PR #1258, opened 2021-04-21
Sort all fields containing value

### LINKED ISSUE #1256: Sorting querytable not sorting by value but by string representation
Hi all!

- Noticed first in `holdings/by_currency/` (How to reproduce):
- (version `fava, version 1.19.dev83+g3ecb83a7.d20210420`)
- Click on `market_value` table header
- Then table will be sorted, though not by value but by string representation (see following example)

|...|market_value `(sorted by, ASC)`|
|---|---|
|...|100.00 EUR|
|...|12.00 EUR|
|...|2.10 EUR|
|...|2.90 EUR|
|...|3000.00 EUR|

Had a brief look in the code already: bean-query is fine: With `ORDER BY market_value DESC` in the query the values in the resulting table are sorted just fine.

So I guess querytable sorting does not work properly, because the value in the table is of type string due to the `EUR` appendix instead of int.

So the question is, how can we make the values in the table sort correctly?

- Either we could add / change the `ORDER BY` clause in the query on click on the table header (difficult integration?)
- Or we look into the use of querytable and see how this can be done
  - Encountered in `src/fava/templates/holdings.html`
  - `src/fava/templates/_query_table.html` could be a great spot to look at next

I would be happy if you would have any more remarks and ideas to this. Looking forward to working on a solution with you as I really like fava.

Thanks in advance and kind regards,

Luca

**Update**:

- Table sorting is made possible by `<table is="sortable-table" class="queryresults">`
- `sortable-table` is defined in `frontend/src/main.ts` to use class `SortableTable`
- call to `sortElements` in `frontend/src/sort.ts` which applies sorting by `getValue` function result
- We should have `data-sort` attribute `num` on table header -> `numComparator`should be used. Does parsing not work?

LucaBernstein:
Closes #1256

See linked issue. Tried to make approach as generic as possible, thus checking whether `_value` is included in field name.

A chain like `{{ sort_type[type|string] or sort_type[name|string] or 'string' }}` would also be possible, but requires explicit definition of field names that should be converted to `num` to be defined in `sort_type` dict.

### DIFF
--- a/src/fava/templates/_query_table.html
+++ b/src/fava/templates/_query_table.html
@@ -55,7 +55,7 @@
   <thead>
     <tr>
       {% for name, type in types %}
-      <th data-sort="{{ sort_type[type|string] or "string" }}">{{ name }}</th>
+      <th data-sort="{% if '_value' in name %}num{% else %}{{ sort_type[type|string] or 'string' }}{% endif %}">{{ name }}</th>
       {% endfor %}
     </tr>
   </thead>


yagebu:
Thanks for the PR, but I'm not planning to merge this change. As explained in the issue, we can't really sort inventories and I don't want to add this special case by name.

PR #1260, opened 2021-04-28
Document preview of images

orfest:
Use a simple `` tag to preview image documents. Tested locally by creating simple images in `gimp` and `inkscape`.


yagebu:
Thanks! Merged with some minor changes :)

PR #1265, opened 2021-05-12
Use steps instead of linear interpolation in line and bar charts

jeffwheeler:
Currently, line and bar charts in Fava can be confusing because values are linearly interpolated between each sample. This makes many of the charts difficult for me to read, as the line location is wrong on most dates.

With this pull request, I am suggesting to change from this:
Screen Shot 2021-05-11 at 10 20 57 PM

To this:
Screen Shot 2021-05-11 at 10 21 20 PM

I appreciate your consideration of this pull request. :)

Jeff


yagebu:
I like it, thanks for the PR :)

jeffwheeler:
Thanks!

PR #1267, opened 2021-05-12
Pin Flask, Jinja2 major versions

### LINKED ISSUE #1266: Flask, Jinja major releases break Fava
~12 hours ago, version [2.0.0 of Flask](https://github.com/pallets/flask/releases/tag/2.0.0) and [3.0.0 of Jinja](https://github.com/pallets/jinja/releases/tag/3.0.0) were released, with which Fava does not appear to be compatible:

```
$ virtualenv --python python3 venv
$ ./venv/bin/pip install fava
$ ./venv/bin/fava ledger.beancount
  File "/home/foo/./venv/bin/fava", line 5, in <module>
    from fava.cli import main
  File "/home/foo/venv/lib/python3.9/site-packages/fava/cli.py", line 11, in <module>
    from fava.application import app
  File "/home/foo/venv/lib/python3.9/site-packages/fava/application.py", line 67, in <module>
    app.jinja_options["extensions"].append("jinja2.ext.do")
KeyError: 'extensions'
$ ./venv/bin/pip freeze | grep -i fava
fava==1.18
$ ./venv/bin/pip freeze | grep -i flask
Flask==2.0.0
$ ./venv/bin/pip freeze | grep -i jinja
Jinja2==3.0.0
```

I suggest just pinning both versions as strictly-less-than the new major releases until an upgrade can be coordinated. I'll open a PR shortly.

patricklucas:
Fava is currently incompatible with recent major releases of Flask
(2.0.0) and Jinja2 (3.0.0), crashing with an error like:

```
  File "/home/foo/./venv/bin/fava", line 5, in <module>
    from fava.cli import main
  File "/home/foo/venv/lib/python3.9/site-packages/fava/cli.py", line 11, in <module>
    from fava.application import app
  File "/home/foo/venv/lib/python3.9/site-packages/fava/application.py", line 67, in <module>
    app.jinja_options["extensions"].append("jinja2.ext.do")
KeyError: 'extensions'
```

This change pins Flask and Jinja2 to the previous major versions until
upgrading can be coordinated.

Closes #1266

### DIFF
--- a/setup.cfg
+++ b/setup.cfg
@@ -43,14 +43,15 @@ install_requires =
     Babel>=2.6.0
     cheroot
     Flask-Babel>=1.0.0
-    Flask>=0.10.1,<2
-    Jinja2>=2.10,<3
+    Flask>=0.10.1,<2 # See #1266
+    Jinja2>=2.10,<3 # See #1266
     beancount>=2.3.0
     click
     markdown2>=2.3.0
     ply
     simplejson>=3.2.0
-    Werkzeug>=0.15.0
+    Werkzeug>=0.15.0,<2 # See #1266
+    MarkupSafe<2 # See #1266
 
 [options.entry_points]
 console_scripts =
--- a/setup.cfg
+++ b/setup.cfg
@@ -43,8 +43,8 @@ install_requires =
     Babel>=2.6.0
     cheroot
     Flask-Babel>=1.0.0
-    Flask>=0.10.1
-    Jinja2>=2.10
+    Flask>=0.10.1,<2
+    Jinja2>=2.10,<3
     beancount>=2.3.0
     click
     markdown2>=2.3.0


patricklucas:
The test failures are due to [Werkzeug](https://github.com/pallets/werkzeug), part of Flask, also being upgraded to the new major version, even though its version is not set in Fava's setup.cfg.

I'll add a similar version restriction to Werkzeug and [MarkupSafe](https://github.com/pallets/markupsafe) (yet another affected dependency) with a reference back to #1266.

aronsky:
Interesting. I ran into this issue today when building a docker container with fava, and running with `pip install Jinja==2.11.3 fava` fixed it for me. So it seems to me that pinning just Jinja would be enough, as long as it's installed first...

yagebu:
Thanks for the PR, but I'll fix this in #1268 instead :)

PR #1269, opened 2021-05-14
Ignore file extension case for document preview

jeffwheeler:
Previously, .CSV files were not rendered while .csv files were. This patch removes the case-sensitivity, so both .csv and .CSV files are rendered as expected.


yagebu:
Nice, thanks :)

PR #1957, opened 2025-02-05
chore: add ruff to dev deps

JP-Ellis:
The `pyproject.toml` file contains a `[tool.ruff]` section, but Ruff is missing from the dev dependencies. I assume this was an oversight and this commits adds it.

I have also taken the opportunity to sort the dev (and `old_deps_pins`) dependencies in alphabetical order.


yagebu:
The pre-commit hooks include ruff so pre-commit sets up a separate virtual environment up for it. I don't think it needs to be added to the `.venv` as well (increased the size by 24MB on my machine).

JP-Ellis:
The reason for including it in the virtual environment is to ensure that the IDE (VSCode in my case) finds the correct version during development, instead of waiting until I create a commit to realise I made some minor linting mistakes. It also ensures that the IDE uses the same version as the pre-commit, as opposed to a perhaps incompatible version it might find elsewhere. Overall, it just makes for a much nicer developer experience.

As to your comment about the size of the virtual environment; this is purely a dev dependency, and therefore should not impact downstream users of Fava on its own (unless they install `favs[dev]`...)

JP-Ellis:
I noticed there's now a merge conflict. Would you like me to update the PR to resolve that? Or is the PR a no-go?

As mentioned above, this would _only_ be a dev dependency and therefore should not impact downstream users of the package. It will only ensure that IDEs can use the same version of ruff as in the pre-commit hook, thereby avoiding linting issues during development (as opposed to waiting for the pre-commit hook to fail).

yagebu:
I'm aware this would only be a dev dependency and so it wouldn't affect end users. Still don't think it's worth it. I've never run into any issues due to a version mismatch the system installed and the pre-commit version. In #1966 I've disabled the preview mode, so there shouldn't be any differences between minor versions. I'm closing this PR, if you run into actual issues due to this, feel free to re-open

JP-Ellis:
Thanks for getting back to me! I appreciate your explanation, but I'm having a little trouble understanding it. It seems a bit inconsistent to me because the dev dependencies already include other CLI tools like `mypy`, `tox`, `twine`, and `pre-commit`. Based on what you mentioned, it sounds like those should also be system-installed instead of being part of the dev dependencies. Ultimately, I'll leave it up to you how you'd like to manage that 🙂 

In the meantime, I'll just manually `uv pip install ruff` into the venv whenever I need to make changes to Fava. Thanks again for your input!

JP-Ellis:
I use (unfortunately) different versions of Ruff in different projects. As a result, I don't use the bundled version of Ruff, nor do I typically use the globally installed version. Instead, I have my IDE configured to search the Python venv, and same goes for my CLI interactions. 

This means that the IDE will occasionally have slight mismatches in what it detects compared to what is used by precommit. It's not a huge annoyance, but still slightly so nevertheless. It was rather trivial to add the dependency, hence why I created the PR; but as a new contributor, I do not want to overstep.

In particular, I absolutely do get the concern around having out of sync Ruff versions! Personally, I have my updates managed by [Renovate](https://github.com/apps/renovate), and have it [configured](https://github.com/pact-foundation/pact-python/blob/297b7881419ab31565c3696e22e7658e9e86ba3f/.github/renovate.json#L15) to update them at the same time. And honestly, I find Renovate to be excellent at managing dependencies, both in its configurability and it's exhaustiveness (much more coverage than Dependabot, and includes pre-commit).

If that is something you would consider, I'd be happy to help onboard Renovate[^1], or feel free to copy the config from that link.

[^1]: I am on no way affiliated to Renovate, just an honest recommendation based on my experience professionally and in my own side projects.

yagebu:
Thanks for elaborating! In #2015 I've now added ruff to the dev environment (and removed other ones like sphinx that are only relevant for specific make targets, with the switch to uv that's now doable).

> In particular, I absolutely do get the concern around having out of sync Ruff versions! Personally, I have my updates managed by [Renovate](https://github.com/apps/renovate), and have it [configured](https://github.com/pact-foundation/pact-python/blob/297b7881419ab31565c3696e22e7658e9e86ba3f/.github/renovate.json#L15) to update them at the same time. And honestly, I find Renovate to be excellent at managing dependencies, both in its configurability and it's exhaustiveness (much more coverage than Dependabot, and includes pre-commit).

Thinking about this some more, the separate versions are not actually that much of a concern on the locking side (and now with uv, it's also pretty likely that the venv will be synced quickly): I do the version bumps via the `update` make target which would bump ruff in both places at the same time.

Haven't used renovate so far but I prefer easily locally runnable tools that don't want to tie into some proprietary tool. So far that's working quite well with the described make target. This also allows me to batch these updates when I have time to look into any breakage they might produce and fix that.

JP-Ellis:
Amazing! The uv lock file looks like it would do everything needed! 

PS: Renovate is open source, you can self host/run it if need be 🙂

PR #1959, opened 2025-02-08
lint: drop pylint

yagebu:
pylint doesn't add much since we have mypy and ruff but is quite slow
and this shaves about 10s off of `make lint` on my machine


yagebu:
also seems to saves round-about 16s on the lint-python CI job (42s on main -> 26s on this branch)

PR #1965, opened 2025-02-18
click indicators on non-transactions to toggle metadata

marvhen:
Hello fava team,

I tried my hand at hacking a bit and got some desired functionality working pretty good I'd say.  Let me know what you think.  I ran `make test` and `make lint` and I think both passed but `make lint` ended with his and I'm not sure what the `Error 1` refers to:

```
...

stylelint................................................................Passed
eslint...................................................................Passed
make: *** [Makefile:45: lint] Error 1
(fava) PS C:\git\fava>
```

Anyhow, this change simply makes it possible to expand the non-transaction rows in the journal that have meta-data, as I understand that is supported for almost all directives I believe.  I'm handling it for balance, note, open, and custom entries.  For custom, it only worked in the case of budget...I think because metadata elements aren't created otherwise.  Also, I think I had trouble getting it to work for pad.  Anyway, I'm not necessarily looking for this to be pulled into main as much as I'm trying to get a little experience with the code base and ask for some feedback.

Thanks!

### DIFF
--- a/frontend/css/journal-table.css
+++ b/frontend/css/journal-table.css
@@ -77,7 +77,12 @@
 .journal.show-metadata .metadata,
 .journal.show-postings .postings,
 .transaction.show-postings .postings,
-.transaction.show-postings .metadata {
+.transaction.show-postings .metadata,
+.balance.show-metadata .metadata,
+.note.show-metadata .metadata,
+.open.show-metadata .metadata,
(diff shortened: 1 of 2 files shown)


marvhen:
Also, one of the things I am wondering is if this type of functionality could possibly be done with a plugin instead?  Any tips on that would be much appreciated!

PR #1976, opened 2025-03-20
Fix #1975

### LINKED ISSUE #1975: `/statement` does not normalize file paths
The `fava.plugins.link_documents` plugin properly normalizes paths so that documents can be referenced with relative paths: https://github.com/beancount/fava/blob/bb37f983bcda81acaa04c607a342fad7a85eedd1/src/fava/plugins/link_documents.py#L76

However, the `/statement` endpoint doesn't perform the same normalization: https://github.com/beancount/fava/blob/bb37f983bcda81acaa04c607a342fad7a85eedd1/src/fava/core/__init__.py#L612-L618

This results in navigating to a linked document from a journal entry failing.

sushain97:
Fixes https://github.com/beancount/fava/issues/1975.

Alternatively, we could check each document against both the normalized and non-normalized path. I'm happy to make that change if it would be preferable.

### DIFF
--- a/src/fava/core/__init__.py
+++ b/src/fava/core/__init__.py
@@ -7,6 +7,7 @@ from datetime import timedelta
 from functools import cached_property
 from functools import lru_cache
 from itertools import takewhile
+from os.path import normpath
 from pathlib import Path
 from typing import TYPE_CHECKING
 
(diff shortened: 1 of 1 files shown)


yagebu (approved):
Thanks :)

- - - - - - -

> _INSTRUCTIONS TO FOLLOW_
The response should be the listing above, limited to the lines between the one holding "I use (unfortunately)" and the one holding "This means that", inclusive, reproduced exactly.

> _EXERCISE RESPONSE_
I use (unfortunately) different versions of Ruff in different projects. As a result, I don't use the bundled version of Ruff, nor do I typically use the globally installed version. Instead, I have my IDE configured to search the Python venv, and same goes for my CLI interactions. 

This means that the IDE will occasionally have slight mismatches in what it detects compared to what is used by precommit. It's not a huge annoyance, but still slightly so nevertheless. It was rather trivial to add the dependency, hence why I created the PR; but as a new contributor, I do not want to overstep.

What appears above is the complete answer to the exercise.